In [None]:
# TODO: checkk book and provide a list of improvements

In [None]:
import numpy as np
import pandas as pd
from sklearn.metrics import mean_squared_error
from sklearn.model_selection import StratifiedShuffleSplit, cross_val_score
from sklearn.preprocessing import OneHotEncoder
from sklearn.linear_model import LinearRegression

In [None]:
path = '../../dataset/houses_to_rent_v2.zip'
house_rent_df = pd.read_csv(path)

In [None]:
# original column name is suck, let's rename it
house_rent_df = house_rent_df.rename(columns={
    'parking spaces': 'parking_spaces',
    'hoa (R$)': 'homeowners_association',
    'rent amount (R$)': 'rent_amount',
    'property tax (R$)': 'property_tax',
    'fire insurance (R$)': 'fire_insurance',
    'total (R$)': 'total_cost'
})

In [None]:
house_rent_df.head()

In [None]:
# transform string into Decoded Columns
one_hot_columns = ['city', 'animal', 'furniture']
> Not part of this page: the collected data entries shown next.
PR #1183, opened 2024-04-23
fix (client): don't delay initial snapshot to next tick

kevin-dp:
This PR modifies the Satellite process' `start` method in order not to delay the initial snapshot to the next tick because that could cause the snapshot to be ran after the process was closed, e.g. if someone starts the process and immediately closes it. I also added a corresponding unit test for this.


balegas (approved):
My legacy of learn while coding is being eroded :D. Nice catch.

PR #1186, opened 2024-04-23
Add new migration message

magnetised:
Which encapsulates a migration into a single unit with a version, updated schema version and satellite migration ops, as opposed to multiple ddl_command inserts.


components/electric/lib/electric/replication/changes.ex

encoder = OneHotEncoder(sparse_output=False)   # make sure we get a NumPy array

# Fit and transform the categorical columns
encoded_array = encoder.fit_transform(house_rent_df[one_hot_columns])

# Get the new column names
encoded_cols = encoder.get_feature_names_out(one_hot_columns)
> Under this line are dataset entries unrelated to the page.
PR #1187, opened 2024-04-23
chore (client): add Zod and Prisma as (optional) peer dependencies

kevin-dp:
Every Electric app needs Zod in order to use the generated client. However, in recent versions of Zod something changed that breaks the types in the generated client (cf. https://github.com/electric-sql/electric/pull/700). Therefore, Electric apps should always use Zod version 3.21.1. Added this as a peer dependency such that npm complains if the app installs a different version. Similarly, added an optional peer dependency for Prisma v4 such that it complains if the app installs another version of Prisma.

### DIFF
--- a/clients/typescript/package.json
+++ b/clients/typescript/package.json
@@ -258,12 +258,14 @@
     "@op-engineering/op-sqlite": ">= 2.0.16",
     "@tauri-apps/plugin-sql": "2.0.0-alpha.5",
     "expo-sqlite": ">= 13.0.0",
+    "prisma": "^4.0.0",
     "react": ">= 16.8.0",
     "react-dom": ">= 16.8.0",
     "react-native": ">= 0.68.0",
     "typeorm": ">=0.3.0",
     "vue": ">=3.0.0",
-    "wa-sqlite": "rhashimoto/wa-sqlite#semver:^0.9.8"
+    "wa-sqlite": "rhashimoto/wa-sqlite#semver:^0.9.8",
+    "zod": "3.21.1"
   },
   "peerDependenciesMeta": {
     "@op-engineering/op-sqlite": {
@@ -276,6 +278,9 @@
       "optional": true
     },
     "expo-sqlite": {
+      "optional": true
+    },
+    "prisma": {
       "optional": true
     },
     "react": {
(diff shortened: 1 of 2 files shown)


samwillis (changes requested):
We can pin Prisma, but not Zod. There are valid reasons to use a different version of Zod, one being that at the moment the pinned version of Zod does not handle UUIDv7. So it's up to the user to decide if they want to trade type errors for UUIDv7 (and other UUID format) support.

kevin-dp:
> We can pin Prisma, but not Zod. There are valid reasons to use a different version of Zod, one being that at the moment the pinned version of Zod does not handle UUIDv7. So it's up to the user to decide if they want to trade type errors for UUIDv7 (and other UUID format) support.

@samwillis I think most projects will want to use the version of Zod required by Electric, and only a small number of projects will want to use another version of Zod, e.g. for UUIDv7 support. Therefore, i like pinning Zod as this informs developpers automatically if they have a wrong version of Zod in their project. For the occasional case where one really needs another version of Zod, they can use `npm install --force` to force their version of Zod, right?

samwillis (approved):
@kevin-dp agreed, lest merge this and revisit in future.

clients/typescript/package.json
```diff
@@ -258,12 +258,14 @@
     "@op-engineering/op-sqlite": ">= 2.0.16",
     "@tauri-apps/plugin-sql": "2.0.0-alpha.5",
     "expo-sqlite": ">= 13.0.0",
+    "prisma": "^4.0.0",
```
msfstef, line 261: I think this should be 4.8.1, as I'm pretty sure 4.12 or something like that doesn't work and already breaks the generation.

msfstef (approved):

msfstef:
Looks good and agree with adding them as peerDeps - although I'm pretty sure Prisma also needs to be _exactly_ 4.8.1 because I remember trying to update it to the latest v4 version when I looked at the generation and there were already issues with minor version updates.

I've also opened a PR to add some other missing optional flags for existing peer deps which are causing issues in projects:
https://github.com/electric-sql/electric/pull/1205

# Now shapes will match: encoded_array.shape[1] == len(encoded_cols)
encoded_df = pd.DataFrame(encoded_array, columns=encoded_cols, index=house_rent_df.index)

# Merge back into original df
house_rent_df = pd.concat([house_rent_df.drop(columns=one_hot_columns), encoded_df], axis=1)

In [None]:
house_rent_df['floor'] = house_rent_df['floor'].replace({'-': 0 }).astype(int) # remove - symbol
house_rent_df = house_rent_df[house_rent_df['floor'] <= 51] # remove outliers

In [None]:
house_rent_df.describe()

In [None]:
# area -> detected outliers -> remove all  > 2000
# Check rooms column - has 13 rooms  - Ok
# bathroom - check 10 bath rooms - Ok
# parking spaces - check 12 value - Ok
# floor - 51 Ok!
# HOA ? what is this > Homeowners Association rename columns -> remove all > 15000
# rent amount - min 450 / max 4500 -> need to Scale!
# property tax - 313700 - seems outlier! -> remove all > 12500 -> Scale!
# fire insurance 677 - seems outlier! -> Scaling or use IQR to detect outliers ? Scale!
# check total max value ?

In [None]:
# Area colum has to large values -> remove all > 2000
house_rent_df = house_rent_df[house_rent_df['area'] <= 2000]
# Homeowners Association has to large values -> remove all > 15000
house_rent_df = house_rent_df[house_rent_df['homeowners_association'] <= 15000]
# property tax has to large values -> remove all > 12500
house_rent_df = house_rent_df[house_rent_df['property_tax'] <= 12500]
# total_cost has to large values -> remove all > 54430
house_rent_df = house_rent_df[house_rent_df['total_cost'] < 54430]

In [None]:
# Feature engineering

# create columns is_house if floor is 0
house_rent_df['is_house'] = house_rent_df['floor'] == 0

# if hoa is 0 there are no_hoa
house_rent_df['no_hoa_fee'] = house_rent_df['homeowners_association'] == 0

# # if property tax is 0 , there are column no_property_tax
house_rent_df['property_tax'] = house_rent_df['property_tax'] == 0

# using column total we can create total_category , temp column to stratify datasets.
house_rent_df['total_category'] = pd.cut(house_rent_df['total_cost'], bins=5, labels=range(5))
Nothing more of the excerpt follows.